In the late fifties, I ran into Zane Grey’s book, “The Texas Rangers”. I was most impressed by his interview of Texas Ranger Joe Sitter. Little did I know that my daughter was destined to marry a grandson of Sitter, and that one day I would meet a man who had actually known the Ranger.
A few years into my research I received a call from Elida Tobar, who turned out to be a prima. Her great-great grandfather was the brother of my own great-great grandfather, Crisanto Acosta.
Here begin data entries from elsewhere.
PR #1195, opened 2026-08-21
feat(evse_man): device-timed claim expiry (duration/remaining)

RAR:
Adds an optional, firmware-enforced expiry to EVSE claims: a claim (or `/override`) may carry `duration` (seconds), and when the timer elapses the firmware releases the claim exactly as if the client had called release — version counters bump and every connected client converges.

## Why

The web UI's Boost button forces charging for a preset time, but the timer lives in a browser `setTimeout`. Close or refresh the tab mid-boost and the override never ends — the charger stays forced on until someone flips the mode. A second client (another phone, HA) sees the override but has no countdown and no idea when it ends. Root cause: claims have `auto_release` (release at session end) but no "release at time T". Moving the timer into the firmware makes Boost durable across refresh/close and consistent across clients — and any claim client (REST, HA, OCPP) gets timed auto-release for free.

## API

`POST /override` (and `POST /claims/{client}`):
```jsonc
{ "state": "active", "charge_current": 32, "auto_release": false, "duration": 900 }
// seconds from now; 0/omitted = no timer (unchanged); "clear" = cancel on re-claim
```

`GET /override` / `GET /claims` while a timer is live:
```jsonc
{ "state": "active", "charge_current": 32, "auto_release": false, "remaining": 842 }
```

- `remaining` is relative (integer seconds, ceil'd) so it is correct even with unsynced NTP; clients derive their own end time.
- Re-claiming always restarts the timer ("press Boost again" = restart); re-claiming without `duration` removes it. `duration` deliberately never persists across deserializations — it is a one-shot request-side instruction (this also keeps it from sticking to the persistent `EvseProperties` objects on the MQTT set path).
- Clamped to 7 days: past ~24.8 days a `millis()`-based deadline crosses the signed rollover horizon and would read as already expired.
- Expiry = release, not restore: the EVSE falls back to its next-priority claim or default state.
- `auto_release` is orthogonal and unchanged; claims remain RAM-only, so a reboot still clears them.

## Implementation

- `EvseProperties` gains `_duration` (parsed from JSON, excluded from equality — it is not a target-state property).
- `Claim` stores a `millis()`-based deadline; the rollover-safe math lives in a new pure header `src/claim_timer.h`.
- `EvseManager::loop()` ticks at 1 Hz while any claim has a deadline (otherwise sleeps at `Infinate` as before), collects expired claims, and releases them through the existing `release()` path.
- `handleOverrideGet` and the claim serializers report `remaining`. The `/claims` endpoints needed no changes — they already round-trip through `EvseProperties`.

## Tests / verification

- New host suite `test/test_claim_timer/` (doctest, `native_test`): 8 cases / 21 assertions covering the deadline boundary, ceil rounding, the `millis()` wrap, and the clamp. All native suites pass.
- `openevse_wifi_v1` and `openevse_wifi_tft_v1` build clean.
- Verified on hardware (wifi_tft_v1 + 9.0.0 SAMD controller): a 60 s boost armed over REST counted down in `GET /override`, the vehicle charged for the window, and the firmware released the claim at +60 s (±1 s tick) with the state falling back as expected. Also exercised: same-duration re-POST restarts, absent-key removes the timer, `"clear"`, clamp saturation, junk values, and `DELETE` mid-timer.

## Companion

OpenEVSE/openevse-gui-nightshift#89 moves the GUI Boost button onto this contract (deletes the browser timer, renders the countdown from `remaining`, and falls back gracefully on firmware without this feature).


jeremypoulter:
This isn't the correct way to solve that problem, the boost feature should be implemented using limit (or a variant of it as I don't remember if the rules have been changed to not claim immediately)

RAR:
Thanks @jeremypoulter. So I started from Limit, but Boost diverges from it in three ways that I couldn't make work without changing Limit's behavior for existing users:

1. Clock base — limitTime() compares against getSessionElapsed(), i.e. charging minutes since the session started. Pressing Boost 90 minutes into a session with a 60-minute boost would expire immediately. Boost needs wall-clock time from activation.
3. Expiry action — on limit reached, Limit claims EvseState::Disabled at Priority_Limit and holds that until the vehicle disconnects. Boost wants release, not disable: when the boost window ends, the scheduler/eco logic should regain control (e.g. an off-peak schedule can still start charging later that night). Holding a Disabled claim until unplug blocks that.
4. Pause behavior — the limit only ticks while isCharging(), so a paused session stretches the window indefinitely, where a boost is a fixed window.

So the duration on a claim is essentially the variant you mention: a wall-clock timer that releases (rather than disables) on expiry. I put it at the claims layer instead of inside Limit because it then works for any client and keeps Limit's disable-on-reached semantics untouched — and remaining falls out naturally in GET /override and /claims for the UI countdown.

That said, if you'd rather the timer live in Limit, I'm happy to rework it — something like a wall-clock limit type with release-on-expiry, plus remaining reporting added to /limit. The trade-off is the UI has to make two coupled writes (claim Active + set limit) with no atomicity, and clearing one without the other leaves a stale half-state, which is what pushed me toward a single property on the claim.

Lemme know what direction you'd prefer?

jeremypoulter:
@rar yes I guess they are good points I hadn't considered.

I think boost should still live as an explicit feature in the backend rather than mostly in the UI, will help others (Home Assistant) support it with the same logic. I also think that we should support all the same features we limit on for boost as well which is largely why I had it in my head that they were the same thing as limit.

RAR:
Yeah, I'm cool with that — a Boost feature in the backend makes sense, and reusing the same dimensions as Limit keeps the two symmetric: Limit = "stop when reached, hold disabled", Boost = "run until reached, then release back to whatever was in control".

Something llke...

- A Boost module alongside Limit, sharing the threshold checks (time/energy/SoC/range), but time is wall-clock from activation and reaching the threshold releases the claim rather than disabling.
- POST /boost with {"type": "time", "value": 3600} (same type/value vocabulary as /limit), GET /boost reporting the active boost + remaining, DELETE /boost to cancel early. The module owns the Manual-priority Active claim, so HA and the web UI drive it the same way.

One question: do you want the generic duration on claims (what this PR currently adds) to survive as the primitive underneath — Boost's time dimension would just use it, and other claim clients get expiry for free — or would you rather the timer be private to the Boost module and this PR be changed entirely into the /boost feature? Either way is just fine, just changes whether I extend this branch or restart it.

jeremypoulter:
@RAR I think I would remove the time from the claim to keep that layer simple. You may however want a layer that both boost and limit sit on top of.

Please also look at adding at least Boost support to the simulator so we can run simulations on how it interacts with the other modules

RAR:
Closing this in favour of #1197, which implements the direction agreed here: duration comes off the claims layer entirely and Boost is its own backend module with the /limit type vocabulary, a shared threshold layer under Limit, and simulator coverage.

She mentioned that a relative had been killed in a massacre that took place in Valentine, Texas. I told her that it was not in Valentine, Texas, but in Porvenir, Texas and that I had recently looked up a sole survivor that was living in Odessa, Texas. She quickly surmised that the man was our uncle and she headed out to meet with 94 year-old Juan Flores.
To her amazement (and mine) she discovered that Juan’s family knew nothing of the inhumane massacre. Juan’s daughter, Benita, did recall how, as a child she would awaken nightly to her father’s screams. The nightmares continued until he was sent to a State hospital where he underwent shock-treatment.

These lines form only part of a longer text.